* _Assigned task_: When you reach the line containing "the out parameter" in the records below, start copying exactly, and stop once you have copied the line containing "- Add OraclePlugin".

* _Source information_:
+++++

PR #2934, opened 2026-02-17
Add INOUT parameter support for Call statements

### LINKED ISSUE #1606: Does jdbi support in/out parameter in procedure(for Oracle)?
I have a procedure in Oracle like this:

```sql
procedure foo(v1 in number, v2 in char, v3 in out number );
```
and my java code is:

```java
handle.bind("v1", 42)
           .bind("v2", "Y")
           .bind("v3", 99)
           .registerOutParameter("v3", Types.INTEGER)
```
But when I get result for "v3", the value is always 0, and I follow the source code(not very carefully), I think jdbi will overwrite the parameter, when `bind` and `registerOutParameter` use the same name.

So is there any solution for invoking a procedure, when procedure has a paremeter is both in and out ?

hgschmie:
## Summary

- When `registerOutParameter()` is called for a parameter that was previously bound with `bind()`, the existing input value is captured and applied to the `CallableStatement` after registering the out parameter
- This enables stored procedure INOUT parameters which require both `setXxx()` and `registerOutParameter()` on the same position
- Constraint: `bind()` must be called before `registerOutParameter()` for INOUT parameters

Fixes #1606

## Test plan

- [x] Oracle integration tests with INOUT parameters (named, positional, mixed IN+INOUT, null)
- [x] PostgreSQL integration tests with INOUT parameters (named, positional, mixed, null)
- [x] Existing `TestCallable` tests pass (no regressions)
- [x] Existing `TestOutparameterCursor` tests pass (no regressions)

Generated with [Claude Code](https://claude.com/claude-code)

### DIFF
--- a/RELEASE_NOTES.md
+++ b/RELEASE_NOTES.md
@@ -5,6 +5,7 @@
 - Retire Apache Derby integration (#2866)
 - Run test suite against Spring Framework 7 (#2919)
 - Add OraclePlugin that sets untyped null argument to Types.NULL for Oracle compatibility (#1003)
+- Support INOUT parameters for stored procedure Call statements (#1606)
 
 # 3.51.0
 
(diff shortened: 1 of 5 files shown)


hgschmie:
We have never supported IN OUT parameters, so this change is actually pretty clever and it seems to work for oracle and postgres.

stevenschlansker (approved):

+++++

* _Response_:
- When `registerOutParameter()` is called for a parameter that was previously bound with `bind()`, the existing input value is captured and applied to the `CallableStatement` after registering the out parameter
- This enables stored procedure INOUT parameters which require both `setXxx()` and `registerOutParameter()` on the same position
- Constraint: `bind()` must be called before `registerOutParameter()` for INOUT parameters

Fixes #1606

## Test plan

- [x] Oracle integration tests with INOUT parameters (named, positional, mixed IN+INOUT, null)
- [x] PostgreSQL integration tests with INOUT parameters (named, positional, mixed, null)
- [x] Existing `TestCallable` tests pass (no regressions)
- [x] Existing `TestOutparameterCursor` tests pass (no regressions)

Generated with [Claude Code](https://claude.com/claude-code)

### DIFF
--- a/RELEASE_NOTES.md
+++ b/RELEASE_NOTES.md
@@ -5,6 +5,7 @@
 - Retire Apache Derby integration (#2866)
 - Run test suite against Spring Framework 7 (#2919)
 - Add OraclePlugin that sets untyped null argument to Types.NULL for Oracle compatibility (#1003)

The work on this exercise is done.